__GIVEN RECORDS__:
*** Begin section ***

PR #2105, opened 2023-05-15
additional magnum importer plugins in python build dependencies

aclegg3:
## Motivation and Context

Python importer used in Habitat-lab requires linked Magnum plugins from Habitat=sim.

## How Has This Been Tested

NA

## Types of changes

## Checklist

### DIFF
--- a/src/cmake/dependencies.cmake
+++ b/src/cmake/dependencies.cmake
@@ -350,14 +350,33 @@ if(NOT USE_SYSTEM_MAGNUM)
     # for Python as well; and reset that back to strange build procedures that
     # turn some features off again later can still work.
     if(BUILD_GUI_VIEWERS)
-      set(MAGNUM_PYTHON_BINDINGS_STATIC_PLUGINS
-          MagnumPlugins::StbTrueTypeFont Magnum::AnySceneImporter
-          MagnumPlugins::AssimpImporter CACHE STRING "" FORCE
+      set(
+        MAGNUM_PYTHON_BINDINGS_STATIC_PLUGINS
+        MagnumPlugins::StbTrueTypeFont
+        Magnum::AnySceneImporter
+        Magnum::AnyImageImporter
+        Magnum::AnyImageConverter
+        MagnumPlugins::StbImageImporter
+        MagnumPlugins::StbImageConverter
+        MagnumPlugins::BasisImporter
+        MagnumPlugins::StanfordImporter
+        MagnumPlugins::GltfImporter
+        MagnumPlugins::AssimpImporter
+        CACHE STRING "" FORCE
       )
     else()
-      set(MAGNUM_PYTHON_BINDINGS_STATIC_PLUGINS Magnum::AnySceneImporter
-                                                MagnumPlugins::AssimpImporter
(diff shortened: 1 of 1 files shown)


src/cmake/dependencies.cmake
```diff
@@ -350,14 +350,33 @@ if(NOT USE_SYSTEM_MAGNUM)
...
+        Magnum::AnySceneImporter
+        MagnumPlugins::AssimpImporter
+        Magnum::AnyImageImporter
+        Magnum::AnyImageConverter
+        MagnumPlugins::StbImageImporter
+        MagnumPlugins::StbImageConverter
+        MagnumPlugins::BasisImporter
+        MagnumPlugins::StanfordImporter
+        MagnumPlugins::GltfImporter
+        CACHE STRING "" FORCE
```
mosra, line 379: Hmm, now that I see it in full, it might make sense to put these in a common variable so future additions don't need to happen to two places:

```cmake
set(common_plugins
  Magnum::AnyImageConverter
  Magnum::AnyImageImporter
  Magnum::AnySceneImporter
  MagnumPlugins::AssimpImporter
  MagnumPlugins::BasisImporter
  MagnumPlugins::GltfImporter
  MagnumPlugins::StanfordImporter
  MagnumPlugins::StbImageImporter)
if(BUILD_GUI_VIEWERS)
  set(MAGNUM_PYTHON_BINDINGS_STATIC_PLUGINS 
    ${common_plugins}
    MagnumPlugins::StbTrueTypeFont
    CACHE STRING "" FORCE)
else()
  set(MAGNUM_PYTHON_BINDINGS_STATIC_PLUGINS 
    ${common_plugins}
    CACHE STRING "" FORCE)
endif()
```

aclegg3: Yep, makes sense. Thanks for the code.

mosra (approved):

Skylion007 (approved):

src/cmake/dependencies.cmake
```diff
@@ -357,7 +357,6 @@ if(NOT USE_SYSTEM_MAGNUM)
       MagnumPlugins::AssimpImporter
       MagnumPlugins::BasisImporter
       MagnumPlugins::GltfImporter
-      MagnumPlugins::StanfordImporter
```
mosra: > remove StanfordImporter as it doesn't support ASCII ply.

Ah, that's one of my TODOs. I'm not interested in implementing parsing of ASCII PLY files, but it could delegate to Assimp for those.

Where do these come from, btw? Is there some Habitat code that writes them? Might be a candidate for refactor / replacement with builtin Magnum PLY export functionality.

What `StanfordImporter` can do and Assimp can't is import of files with per-vertex semantic IDs. I remember that used to be used quite often, not sure if that's still relevant for current dataasets.

aclegg3: Thanks for the thoughts on this topic.
I don't think semantic ids in .ply are necessary for python import, but ASCII ply is an easy format for hand-edited or human-readable mesh data. Agreed we generally don't try to use these in practice.

PR #2299, opened 2024-01-10
-- [Part 1 of 2] Semantic Attributes Metadata : Support for Semantic Regions - Add attributes/config support

jturner65:
## Motivation and Context
This PR is part 1 of a 2 part changeset that adds support for semantic regions in a dataset-agnostic way through the use of the existing metadata subsystem tooling. 

This component adds manager, attributes and JSON config support for semantic scene descriptions that include region annotations for poly-loop-based extrusion region definitions, integrated into the existing metadata subsystem, managed by the existing scene dataset handling and accessed during scene creation. This PR does not introduce any breaking changes to the existing system, but does expand the possible metadata loading/handling in the scene dataset configs for the "semantic_scene_descriptor_instances" tag. 

Part 2 of this PR will use these configs to instantiate Semantic Regions with the appropriate geometry and location that will support point containment checks and debug rendering.

## How Has This Been Tested
Existing c++ and python tests pass.

## Types of changes

## Checklist


src/esp/bindings/AttributesManagersBindings.cpp
```diff
@@ -237,6 +239,15 @@ void declareBaseAttributesManager(py::module& m,
             "if it does not.")
                .c_str(),
            "handle"_a)
+      .def("get_first_matching_template_by_handle",
```
aclegg3, line 242: Why introduce this instead of getting all matches and selecting the first like we do already? Doing that puts responsibility on user code to handle the case of multiple matches and offers the opportunity for an assertion.

aclegg3 (approved):
Overall looks good. Once the tests pass, let's merge it.

src/esp/bindings/AttributesManagersBindings.cpp
jturner65: I was doing this to provide a shortcut for folks who know they are going to use the first handle they get back, so they didn't have to deal with querying the handles and then querying for the actual attributes.  Seems like the first index tends to be the goto for this kind of process, and I thought I'd abstract it away. The other mechanism is still present.

PR #2314, opened 2024-02-01
Activate objects when moved

aclegg3:
## Motivation and Context

Context: I noticed that edge cases existed where discrete collision detection results were not accurate. Investigation revealed that when a sleeping object was moved kinematically into contact with another sleeping object, the contact would be ignored by discrete collision detection routine.

After investigation, I concluded that the most sensible solution would be to force wake any sleeping object which is moved kinematically. This handles the current bug in discrete collision checking as well as making more sense (teleporting and object near a sleeping island could cause reactions and so the island should be awoken).

BREAKING CHANGE: any downstream code taking advantage of this bug will no longer work as it did previously. This fix will create some minimal additional overhead as kinematic motion of a sleeping object may wake other nearby islands during simulation. 

Note that unmoved sleeping objects will not wake from discrete collision checking with kinematic shapes unless step_physics is called while the objects are in contact. This should continue to efficiently support use cases such as checking for valid contact-free states between simulation steps.

## How Has This Been Tested

Added new test scenarios to the python physics test.

## Types of changes

## Checklist


jturner65 (approved):
LGTM.

aclegg3:
Looks like joint constraint pytest is reporting different torques after this change. I didn't see any change in behavior from the videos other than new random numbers. Perhaps this test was faulty to begin with. Removed the assertion.

jturner65:
> Looks like joint constraint pytest is reporting different torques after this change. I didn't see any change in behavior from the videos other than new random numbers. Perhaps this test was faulty to begin with. Removed the assertion.

I'll take a look at this in the morning, just to be sure.

0mdc (approved):
LGTM!

PR #2321, opened 2024-02-12
Ability to render the viewer content at quarter resolution on very-high-DPI screens

mosra:
## Motivation and Context

Changes needed in the native viewer application and the RenderTarget to allow for rendering at a resolution that's smaller than the actual framebuffer. For simplicity halving the framebuffer width and height, thus quarter of the size, however the limit at which this switch is done is configurable, so it's also achievable on non-HiDPI displays if you pass `--quarter-resolution-scaling-limit 1` to the app.

It also:

- Removes use of 4x MSAA which achieved nothing as the content was rendered to a non-multisampled framebuffer in the first place.
- Cleans up various interesting ways of doing vector math.
- Removes an assertion in the RenderTarget that required the source and destination size to match, and switches the filter to linear to not look *that* blocky.
- Removes an errorneous multiplication by `dpiScaling()` when getting a framebuffer-relative mouse position. The DPI scaling value is already baked into the framebuffer size at that point, thus multiplying again gives an incorrect value.

See also https://cvmlp.slack.com/archives/CFN5TAUSD/p1697296903351319 for original context.

## How Has This Been Tested

On my Linux box with a 4K display, 1.6875x DPI scaling and `--quarter-resolution-scaling-limit 1.6`. The way the limit calculation is done it should work on a Mac as well.

## Types of changes

### DIFF
--- a/src/utils/viewer/viewer.cpp
+++ b/src/utils/viewer/viewer.cpp
@@ -667,9 +667,7 @@ Key Commands:
 #endif  // ESP_BUILD_WITH_AUDIO
 };      // class viewer declaration
 
-void addSensors(esp::agent::AgentConfiguration& agentConfig, bool isOrtho) {
-  const auto viewportSize = Mn::GL::defaultFramebuffer.viewport().size();
-
+void addSensors(esp::agent::AgentConfiguration& agentConfig, bool isOrtho, const Mn::Vector2i& framebufferSize) {
   auto addCameraSensor = [&](const std::string& uuid,
                              esp::sensor::SensorType sensorType) {
     agentConfig.sensorSpecifications.emplace_back(
@@ -718,8 +716,7 @@ void addSensors(esp::agent::AgentConfiguration& agentConfig, bool isOrtho) {
     spec->fisheyeModelType = modelType;
     spec->resolution = viewportSize.flipped();
     // default viewport size: 1600 x 1200
-    spec->principalPointOffset =
-        Mn::Vector2(viewportSize[0] / 2, viewportSize[1] / 2);
+    spec->principalPointOffset = Mn::Vector2{framebufferSize}/2.0f;
     if (modelType == esp::sensor::FisheyeSensorModelType::DoubleSphere) {
       // in this demo, we choose "GoPro":
       spec->focalLength = {364.84f, 364.86f};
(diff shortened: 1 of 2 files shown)


jturner65 (approved):
Thanks mosra!

src/utils/viewer/viewer.cpp
```diff
@@ -863,11 +864,25 @@ Viewer::Viewer(const Arguments& arguments)
       .addOption("agent-transform-filepath")
       .setHelp("agent-transform-filepath",
                "Specify path to load camera transform from.")
+      .addOption("quarter-resolution-scaling-limit", "2.0")
```
eundersander, line 867: I guess a more intuitive interface to expose to the command line would be a simple bool, something like "--reduce-resolution-for-high-dpi-displays". Which should probably set the scaling limit to something like 1.6 or 1.9, right?

eundersander (approved):
One minor request, otherwise LGTM. This is mainly reference code for our other GUI apps floating around (like the HITL apps) where we'll reimplement this logic. Thanks for doing this!

src/utils/viewer/viewer.cpp
eundersander: Alternately, at least a better description for this arg so people know how to use it.

mosra: That's the thing, I didn't expect people to use this option :) The default behavior makes sense to me. The option is there just as a fallback, to tune when the size reduction kicks in, in rare cases such as when the desktop scaling is configured weird, or when the GPU is not powerful enough to render at full resolution, or when making screenshots and so you _do_ want a full resolution even on a HiDPI screen.

As I understood the request, the main objective was to reduce the resolution _by default_ on very-high-DPI displays, which is for me with 200% display scale and higher. On lower density displays with 1.5x or 1.6x scaling it looks visibly uglier (as it did on my 4K 23" screen), so there it isn't enabled, while for >=2x scaled displays you'll see the difference only if you really focus on it (as it was the case on my 4K 16" display).

eundersander: Ok, I think I understand now. `quarter-resolution-scaling-limit==2.0` means "reduce resolution for very-high-DPI displays" (by which we mean Retina and other 200%+ display scales). `quarter-resolution-scaling-limit==9999` would mean "don't reduce resolution, regardless of DPI". `quarter-resolution-scaling-limit==1.0` would mean "always reduce resolution, regardless of DPI".

Anyway I don't think we particularly need this feature for the C++ viewer, which isn't used much any more. This is a helpful reference. At some point, @0mdc or I can port this to the HITL framework's replay-renderer, where Retina has been bothering us.

0mdc (approved):
LGTM!

PR #2322, opened 2024-02-14
Update Magnum to latest

mosra:
## Motivation and Context

Quick update containing mainly these two fixes:

- A refactor of `GL::Mesh` internals in November resulted in a regression where the enclosing VAO wasn't properly deleted, causing GPU memory leaks on certain drivers when meshes were destructed during application lifetime. Sorry about that, the leak is plugged now.
- Added a workaround for DPI scaling detection where on KDE the `Xft.dpi` property is set only if desktop scaling is set to something else than 100%. Discovered by @0mdc.

There's Other Things™ as well, but none of these seem too relevant to Habitat. Feel free to look at the commit log for these.

## How Has This Been Tested

:green_circle:


0mdc (approved):
Thank you!

jturner65 (approved):

PR #2316, opened 2024-02-05
--[WIP] Add Panoptic/Instance ID support to Semantic sensor

jturner65:
## Motivation and Context
This PR will add the ability to have the semantic sensor produce images containing object ID of the objects rendered per-pixel in the same way that it currently produces semantic ID observations.

Still a WIP.

## Types of changes

- [ ] Docs change / refactoring / dependency upgrade
- [ ] Bug fix (non-breaking change which fixes an issue)
- [ ] New feature (non-breaking change which adds functionality)
- [ ] Breaking change (fix or feature that would cause existing functionality to change)

## Checklist

- [ ] My code follows the code style of this project.
- [ ] My change requires a change to the documentation.
- [ ] I have updated the documentation accordingly.
- [ ] I have read the **CONTRIBUTING** document.
- [ ] I have completed my CLA (see **CONTRIBUTING**)
- [ ] I have added tests to cover my changes.
- [ ] All new and existing tests passed.

PR #2325, opened 2024-02-22
--Define constant and bindings for stage ID

jturner65:
## Motivation and Context
The stage ID is referenced in python and from lab in numerous places, usually as a mark of where added objects' ids begin, or else as a final target for collision detection. Unfortunately, this is often referenced or checked by using magic number references to the stage (i.e. -1).

This PR introduces a global constant to denote the stage ID (`esp::RIGID_STAGE_ID`), and bindings to that constant to expose it to python (`habitat_sim.stage_id`), which should be used to refer to the stage ID.  A matching Habitat-Lab PR is pending for this support as well, once this PR is merged.  Ultimately this is to facilitate t[he instanced -based semantic sensor support PR here 
](https://github.com/facebookresearch/habitat-sim/pull/2316)

## How Has This Been Tested
All c++ and python tests pass locally

## Types of changes

## Checklist

### DIFF
--- a/examples/viewer.py
+++ b/examples/viewer.py
@@ -723,7 +723,7 @@ class HabitatSimInteractiveViewer(Application):
                 hit_object, ao_link = -1, -1
                 hit_info = raycast_results.hits[0]
 
-                if hit_info.object_id >= 0:
+                if hit_info.object_id > habitat_sim.stage_id:
                     # we hit an non-staged collision object
                     ro_mngr = self.sim.get_rigid_object_manager()
                     ao_mngr = self.sim.get_articulated_object_manager()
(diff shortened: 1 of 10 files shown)


examples/viewer.py
```diff
@@ -723,7 +723,7 @@ def mouse_press_event(self, event: Application.MouseEvent) -> None:
                 hit_object, ao_link = -1, -1
                 hit_info = raycast_results.hits[0]
 
-                if hit_info.object_id >= 0:
+                if hit_info.object_id > habitat_sim.stage_id:
```
aclegg3, line 726: Using "greater than" here still assumes that stage_id will always be less than all object ids. While this is the case currently does it defeat the purpose of having a variable?

aclegg3 (approved):
This step seems fine. My comments are mostly forward thinking about when this id will change in the future. 
For example, replacing "==0" with "==stage_id+1" seems like a strong assumption about the value.
Next step may be to update the "allocateObjectID" system to handle this value. :thinking:

PR #2334, opened 2024-03-05
--[CI Fix] Fix miniconda versions

jturner65:
## Motivation and Context
Using the latest miniconda versions is referencing python 3.12 which is undesirable, and causes osx builds to break (pkgutil.ImpImporter class was deprecated in python 3.3 and removed in 3.12.)

This PR will freeze our miniconda version to most recent python 3.10 version for both linux and mac.

## Types of changes

## Checklist

### DIFF
--- a/.circleci/config.yml
+++ b/.circleci/config.yml
@@ -115,7 +115,7 @@ commands:
           command: |
               if [ ! -d ~/miniconda ]
               then
-                curl -o ~/miniconda.sh -O  https://repo.anaconda.com/miniconda/Miniconda3-latest-Linux-x86_64.sh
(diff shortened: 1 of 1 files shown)


0mdc (approved):
LGTM!

We'll probably want to extend support to Python 3.12 in the foreseeable future.

jturner65:
> LGTM!
> 
> We'll probably want to extend support to Python 3.12 in the foreseeable future.

Yeah, definitely (supposed to be markedly faster with strings, for instance), but it will certainly require a some investigation and reworking since there are many modules that have been deprecated for a while that were removed with 3.11 and 3.12.

aclegg3 (approved):

aclegg3:
Thanks for investigating and fixing this. :+1:

PR #2355, opened 2024-04-02
Update Magnum for ASCII PLY import and artifact-free text rendering

mosra:
Another month+ worth of Magnum updates, this time containing two important usability features:

- The [StanfordImporter](https://doc.magnum.graphics/magnum/classMagnum_1_1Trade_1_1StanfordImporter.html) and [StlImporter](https://doc.magnum.graphics/magnum/classMagnum_1_1Trade_1_1StlImporter.html) plugins now delegate to Assimp for ASCII files instead of failing the import. Which brings the best of the two worlds -- I don't need to suffer through implementing an ASCII PLY or STL parser myself, and you don't need to suffer with slow import of binary PLY and STL files by defaulting to Assimp instead. In particular, https://github.com/facebookresearch/habitat-lab/pull/1869 can be reverted after this PR is merged, and everything should continue to work.
- Text rendering artifacts that started happening after an update to the new and more efficient [TextureTools::AtlasLandfill](https://doc.magnum.graphics/magnum/classMagnum_1_1TextureTools_1_1AtlasLandfill.html) atlas packer are now gone again. In particular, the one-pixel glyph padding that was enabled for example in https://github.com/facebookresearch/habitat-sim/pull/2279 is done by default now. [Explanation of the behavior and rationale for the new default is here.](https://doc.magnum.graphics/magnum/classMagnum_1_1Text_1_1AbstractGlyphCache.html#Text-AbstractGlyphCache-padding)

Besides that, the following changes are worth mentioning:

- A new [Debug::hex](https://doc.magnum.graphics/corrade/classCorrade_1_1Utility_1_1Debug.html#a7f6dc96772c55a35fb5d72e1ef27cfa5) modifier to conveniently print integer values as hexadecimal. As a drive-by optimization, instances of the `Debug` class now occupy 16.67% less memory.
- The [SceneGraph](https://doc.magnum.graphics/magnum/scenegraph.html) library is now capable of rendering more than 65k objects at once. The original limitation was due to a 16-bit type used internally, however there's enough free padding bytes to make it 32-bit without enlarging size of scene graph objects in memory.
- [Containers::StaticArray](https://doc.magnum.graphics/corrade/classCorrade_1_1Containers_1_1StaticArray.html) is now trivially copyable and also usable in `constexpr` contexts. In practice that means better optimization opportunities for the compiler, IIRC Habitat isn't making any extensive use of this type anywhere.
- The [GL::Mesh](https://doc.magnum.graphics/magnum/classMagnum_1_1GL_1_1Mesh.html) could draw from vertex buffers larger than 4 GB before, now it can draw from index buffers larger than 4 GB as well. I've already hit the 4 GB vertex buffer limit with batch renderer before, it's just a matter of time when it happens with indices too, so better be prepared.
- The Magnum CMake `Find` modules were updated to properly support the case where each project is installed in a different prefix, unblocking one Habitat use case: https://github.com/mosra/magnum-integration/issues/105
- The [StbImageImporter](https://doc.magnum.graphics/magnum/classMagnum_1_1Trade_1_1StbImageImporter.html) now uses NEON on ARM machines, such as the new Macs, which may cause image import to be slightly faster.
- In addition to a [WebPImporter](https://doc.magnum.graphics/magnum/classMagnum_1_1Trade_1_1WebPImporter.html) there's now a [WebPImageConverter](https://doc.magnum.graphics/magnum/classMagnum_1_1Trade_1_1WebPImageConverter.html) as well, together with support for the WebP format in both the glTF importer and exporter. Mentioning just in case you'd have use for a format that's both lossless and lossy and can achieve a better compression ratio than PNG or JPEG. The prebuilt tool binaries have this plugin enabled now as well.

(Sorry, I deleted the PR template by accident. Tests are :green_circle: on my end, that `mypy` failure wasn't me.)

Also mentioning @aclegg3 -- can't add you as a reviewer for some reason.

### DIFF
--- a/src/cmake/FindAssimp.cmake
+++ b/src/cmake/FindAssimp.cmake
@@ -17,7 +17,7 @@
 #   This file is part of Magnum.
 #
 #   Copyright © 2010, 2011, 2012, 2013, 2014, 2015, 2016, 2017, 2018, 2019,
-#               2020, 2021, 2022 Vladimír Vondruš <mosra@centrum.cz>
+#               2020, 2021, 2022, 2023 Vladimír Vondruš <mosra@centrum.cz>
 #   Copyright © 2017 Jonathan Hale <squareys@googlemail.com>
 #
 #   Permission is hereby granted, free of charge, to any person obtaining a
@@ -137,6 +137,11 @@ if((TARGET assimp OR TARGET assimp::assimp) AND NOT _ASSIMP_HAS_USELESS_CONFIG)
     # doesn't define any usable INTERFACE_INCLUDE_DIRECTORIES for some reason
     # (the $<BUILD_INTERFACE:> in there doesn't get expanded), so let's extract
     # that from the SOURCE_DIR property instead.
+    #
+    # TODO this could be probably fixable by using target_link_libraries()
+    # instead of set_target_properties() because it evaluates generator
+    # expressions, but that needs CMake 3.10+, before that
+    # target_link_libraries() can't be called on INTERFACE targets.
     if(_ASSIMP_INTERFACE_INCLUDE_DIRECTORIES MATCHES "<BUILD_INTERFACE:")
         get_target_property(_ASSIMP_INTERFACE_INCLUDE_DIRECTORIES assimp SOURCE_DIR)
         get_filename_component(_ASSIMP_INTERFACE_INCLUDE_DIRECTORIES ${_ASSIMP_INTERFACE_INCLUDE_DIRECTORIES} DIRECTORY)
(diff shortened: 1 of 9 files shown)


aclegg3:
Thanks @mosra, I'm working on the CI issue here: #2356

aclegg3 (approved):
Tests pass, so assuming all the build changes are good. :)
Thanks, mosra!
Also, CI lint issue should be resolved on `main`.

jturner65 (approved):

0mdc (approved):
Thank you!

*** End section ***

__YOUR INSTRUCTIONS__:
Return from the data every line that holds "know".

__ANSWER TO THIS EXERCISE__:
jturner65: I was doing this to provide a shortcut for folks who know they are going to use the first handle they get back, so they didn't have to deal with querying the handles and then querying for the actual attributes.  Seems like the first index tends to be the goto for this kind of process, and I thought I'd abstract it away. The other mechanism is still present.
eundersander: Alternately, at least a better description for this arg so people know how to use it.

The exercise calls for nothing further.